Work order –
For this exercise, transcribe the records below without changing a word.

(Stored items from a collection)
>>>

PR #372, opened 2023-01-27
Generate visitation boilerplate code

adams85:
There is a bunch of boilerplate code related to visitation/enumeration of AST nodes which is time consuming and error-prone to maintain manually. A part of this (state machines of child node enumerations) is already auto-generated. This proposal, however, would take this effort to the next level. The following items would be generated based on the annotations of AST nodes (`VisitableNodeAttribute`) and visitors (`AutoGeneratedAstVisitorAttribute`):
* `NextChildNode` methods of annotated AST nodes (along with the related state machine helpers)
* `Accept` methods of annotated AST nodes
* `UpdateWith` methods of annotated AST nodes
* `VisitXXX` methods of annotated AST visitors (`AstVisitor`, `AstRewriter`, `JsxAstVisitor`, `JsxAstRewriter` + `IJsxVisitor`)

This would also pave the way for adding a generic visitor if we decided so.

One thing which is certainly still missing: auto-generation of `AstVisitorEventSource`/`JsxAstVisitorEventSource`. I haven't done this because I'm not sure that we need this one in the library at all. I can't really see the value in this visitor and don't know other parsers which include something like this either. So I think we may consider removing it (which would be a BC, of course). So, first of all, I'm pinging @atifaziz, who added it to the lib, if he'd be ok with removing? I'd like other collaborators to add their opinions about this too.


adams85:
To move things forward, could I get a review on this? In theory, no logic or public API has been changed, just a bunch of hand-written code has been replaced with auto-generated code, which can be viewed [here](https://github.com/sebastienros/esprima-dotnet/tree/0229894cb486fcc49f96076fa8a43a9fd9503afb/test/Esprima.Tests.SourceGenerators/Snapshots).

As for `AstVisitorEventSource`/`JsxAstVisitorEventSource`, we can postpone the decision on whether to remove or keep them, so I propose marking them as obsolete and let's see how is that received by the public. If no-one is missing them, I think we can remove them from the final 3.0 release.

lahma (approved):
LGTM, always nice to remove the repetition even tough we get a pinch of magic behind the scenes in return 👍🏻

atifaziz:
> I can't really see the value in this visitor and don't know other parsers which include something like this either. So I think we may consider removing it (which would be a BC, of course). So, first of all, I'm pinging @atifaziz, who added it to the lib, if he'd be ok with removing? I'd like other collaborators to add their opinions about this too.

Thanks for the ping and checking in. The value proposition of `AstVisitorEventSource` is provided in the [opening comment](https://github.com/sebastienros/esprima-dotnet/pull/73#issue-398399195) of PR #73:

> This avoids the ceremony of having to subclass `AstVisitor` for ad-hoc cases. Just create `AstVisitorEventSource` and subscribe to the events of interest.

Hopefully that still makes sense. If not, the following could be a fair call too:

> so I propose marking them as obsolete and let's see how is that received by the public. If no-one is missing them, I think we can remove them from the final 3.0 release.

adams85:
@lahma 
> LGTM, always nice to remove the repetition even tough we get a pinch of magic behind the scenes in return 👍🏻

Thanks for doing the review! I believe that we'll gain more from this little source generation sorcery (especially, when adding new stuff), than we'll lose in explicitness. Luckily, we'll always have the option to revert to code all this boilerplate manually. 😄

@atifaziz

Thank you also for popping in to add your thoughts on my proposal. Now it's clear what purpose this visitor in question serves. I'm just not sure that it's worth maintaining if it has no real use beyond ad-hoc cases (at least, I can't really imagine such use cases as I mentioned earlier). For some ad-hoc tinkering we also have enumeration, so the AST can be traversed without using a visitor at all.

But let's approach the question pragmatically. Are you actively using this feature, thus, do you need it included in the library in the future? If so, we'll keep it (and I'll write the generator for it). If not, let's deprecate it and see if there are others who need it.

atifaziz:
> I'm just not sure that it's worth maintaining if it has no real use beyond ad-hoc cases (at least, I can't really imagine such use cases as I mentioned earlier).

> For some ad-hoc tinkering we also have enumeration, the AST can be traversed without using a visitor at all.

I'm afraid I haven't followed the project enhancements closely so I don't know about the new methods that could make `AstVisitorEventSource` & co redundant, but do you mean traversal capabilities as I added in PR #77?

> Are you actively using this feature, …

No, but I can't say if code where I used it is still running in production or not.

> …thus, do you need it included in the library in the future?

I can't say what the distant future holds, but nothing in the foreseeable future. 🙂

> If not, let's deprecate it and see if there are others who need it.

Yep, fair call.

If I return to this space, I'd be happy to get up to speed on what's there and debate reviving `AstVisitorEventSource` if I need it and can still make a strong case for it.

adams85:
> I'm afraid I haven't followed the project enhancements closely so I don't know about the new methods that could make AstVisitorEventSource & co redundant, but do you mean traversal capabilities as I added in PR https://github.com/sebastienros/esprima-dotnet/pull/77?

Yep, essentially I had `DescendantNodes` in mind. I know that it does pre-order traversal while `AstVisitorEventSource` can do post-order as well. So it's true that it doesn't completely makes it redundant in this aspect. However, a post-order version of `DescendantNodes` is also possible. But again, the question is that it's considered such base functionality which a plain parser library should provide out of the box. I'm leaning towards not really. (BTW, the main enhancements in the area of enumeration was performance-related which, of course, doesn't make much difference in ad-hoc use cases.)

> Yep, fair call.

Alright, let's do this then as I proposed.

> If I return to this space, I'd be happy to get up to speed on what's there and debate reviving AstVisitorEventSource if I need it and can still make a strong case for it.

Looking at your PRs I see that you've added much value to the project already, it would be great to have you on board again. So, I'm looking forward to future discussion about `AstVisitorEventSource` or any other topic which catch your imagination! ;)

<<<

Result of this task –
PR #372, opened 2023-01-27
Generate visitation boilerplate code

adams85:
There is a bunch of boilerplate code related to visitation/enumeration of AST nodes which is time consuming and error-prone to maintain manually. A part of this (state machines of child node enumerations) is already auto-generated. This proposal, however, would take this effort to the next level. The following items would be generated based on the annotations of AST nodes (`VisitableNodeAttribute`) and visitors (`AutoGeneratedAstVisitorAttribute`):
* `NextChildNode` methods of annotated AST nodes (along with the related state machine helpers)
* `Accept` methods of annotated AST nodes
* `UpdateWith` methods of annotated AST nodes
* `VisitXXX` methods of annotated AST visitors (`AstVisitor`, `AstRewriter`, `JsxAstVisitor`, `JsxAstRewriter` + `IJsxVisitor`)

This would also pave the way for adding a generic visitor if we decided so.

One thing which is certainly still missing: auto-generation of `AstVisitorEventSource`/`JsxAstVisitorEventSource`. I haven't done this because I'm not sure that we need this one in the library at all. I can't really see the value in this visitor and don't know other parsers which include something like this either. So I think we may consider removing it (which would be a BC, of course). So, first of all, I'm pinging @atifaziz, who added it to the lib, if he'd be ok with removing? I'd like other collaborators to add their opinions about this too.


adams85:
To move things forward, could I get a review on this? In theory, no logic or public API has been changed, just a bunch of hand-written code has been replaced with auto-generated code, which can be viewed [here](https://github.com/sebastienros/esprima-dotnet/tree/0229894cb486fcc49f96076fa8a43a9fd9503afb/test/Esprima.Tests.SourceGenerators/Snapshots).

As for `AstVisitorEventSource`/`JsxAstVisitorEventSource`, we can postpone the decision on whether to remove or keep them, so I propose marking them as obsolete and let's see how is that received by the public. If no-one is missing them, I think we can remove them from the final 3.0 release.

lahma (approved):
LGTM, always nice to remove the repetition even tough we get a pinch of magic behind the scenes in return 👍🏻

atifaziz:
> I can't really see the value in this visitor and don't know other parsers which include something like this either. So I think we may consider removing it (which would be a BC, of course). So, first of all, I'm pinging @atifaziz, who added it to the lib, if he'd be ok with removing? I'd like other collaborators to add their opinions about this too.

Thanks for the ping and checking in. The value proposition of `AstVisitorEventSource` is provided in the [opening comment](https://github.com/sebastienros/esprima-dotnet/pull/73#issue-398399195) of PR #73:

> This avoids the ceremony of having to subclass `AstVisitor` for ad-hoc cases. Just create `AstVisitorEventSource` and subscribe to the events of interest.

Hopefully that still makes sense. If not, the following could be a fair call too:

> so I propose marking them as obsolete and let's see how is that received by the public. If no-one is missing them, I think we can remove them from the final 3.0 release.

adams85:
@lahma 
> LGTM, always nice to remove the repetition even tough we get a pinch of magic behind the scenes in return 👍🏻

Thanks for doing the review! I believe that we'll gain more from this little source generation sorcery (especially, when adding new stuff), than we'll lose in explicitness. Luckily, we'll always have the option to revert to code all this boilerplate manually. 😄

@atifaziz

Thank you also for popping in to add your thoughts on my proposal. Now it's clear what purpose this visitor in question serves. I'm just not sure that it's worth maintaining if it has no real use beyond ad-hoc cases (at least, I can't really imagine such use cases as I mentioned earlier). For some ad-hoc tinkering we also have enumeration, so the AST can be traversed without using a visitor at all.

But let's approach the question pragmatically. Are you actively using this feature, thus, do you need it included in the library in the future? If so, we'll keep it (and I'll write the generator for it). If not, let's deprecate it and see if there are others who need it.

atifaziz:
> I'm just not sure that it's worth maintaining if it has no real use beyond ad-hoc cases (at least, I can't really imagine such use cases as I mentioned earlier).

> For some ad-hoc tinkering we also have enumeration, the AST can be traversed without using a visitor at all.

I'm afraid I haven't followed the project enhancements closely so I don't know about the new methods that could make `AstVisitorEventSource` & co redundant, but do you mean traversal capabilities as I added in PR #77?

> Are you actively using this feature, …

No, but I can't say if code where I used it is still running in production or not.

> …thus, do you need it included in the library in the future?

I can't say what the distant future holds, but nothing in the foreseeable future. 🙂

> If not, let's deprecate it and see if there are others who need it.

Yep, fair call.

If I return to this space, I'd be happy to get up to speed on what's there and debate reviving `AstVisitorEventSource` if I need it and can still make a strong case for it.

adams85:
> I'm afraid I haven't followed the project enhancements closely so I don't know about the new methods that could make AstVisitorEventSource & co redundant, but do you mean traversal capabilities as I added in PR https://github.com/sebastienros/esprima-dotnet/pull/77?

Yep, essentially I had `DescendantNodes` in mind. I know that it does pre-order traversal while `AstVisitorEventSource` can do post-order as well. So it's true that it doesn't completely makes it redundant in this aspect. However, a post-order version of `DescendantNodes` is also possible. But again, the question is that it's considered such base functionality which a plain parser library should provide out of the box. I'm leaning towards not really. (BTW, the main enhancements in the area of enumeration was performance-related which, of course, doesn't make much difference in ad-hoc use cases.)

> Yep, fair call.

Alright, let's do this then as I proposed.

> If I return to this space, I'd be happy to get up to speed on what's there and debate reviving AstVisitorEventSource if I need it and can still make a strong case for it.

Looking at your PRs I see that you've added much value to the project already, it would be great to have you on board again. So, I'm looking forward to future discussion about `AstVisitorEventSource` or any other topic which catch your imagination! ;)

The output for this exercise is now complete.